Google’s businesses are very broad and durable. But Google being the only company in the world without access (except for GDM+labs) to a competent coding agent will take a toll.
We’ll see how long Google can hold out hoping for GDM to create something that is competitive.
I’m guess that within 6 months Google will give up on coding and finally let their devs use Claude/Codex.
This isn’t a security problem, this is a GDM issue with GDM’s promises being far beyond their ability.
> But Google being the only company in the world without access (except for GDM+labs) to a competent coding agent will take a toll.
I doubt it. I use Gemini CLI daily because Gemini is what work pays for, and I have a personal Claude account. The difference is not that great, especially if you're not doing full vibe-coding. It's unlikely to have the kind of effect you're describing.
There is value in the "eating your own dog food".
If internal staff aren't happy with the tools they build, typically that should drive improvements to their own tools
This couldn't be further from the truth
The point of dogfooding is exactly that: if we're unhappy, we're the ones to improve.

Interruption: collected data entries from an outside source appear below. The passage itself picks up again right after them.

PR #2140, opened 2022-03-16
Prepare for downstream

bruno-fs:
Most of these changes are required for quipucords to play nice with cachito
Also change the mechanism to detect version (move from build time - on github actions - to install time)


gtanzillo (approved):
LGTM, thanks for all the hard work on this, @bruno-fs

the engineers using gemini have no control over deepmind
Are you in the Gemini team?
I for one can't tell the difference between Claude and Gemini for coding. And the internal agent tooling is many times faster than Claude Code in my experience.
Lie? Gemini CLI is unuseable. The IF of gemini models is atrocious. Honestly, how often does your gemini CLI go insane in thought loops and you have to stop it?
I use Jetski.
they use a web based vscode like (cider) with a custom agent
Antigravity comes to mind
they use claude code at deepmind
Codex?
Not a Googler, but I use gemini in JetBrains Junie and have no issues with it. It's cheap, very fast and most importantly actually listens to you.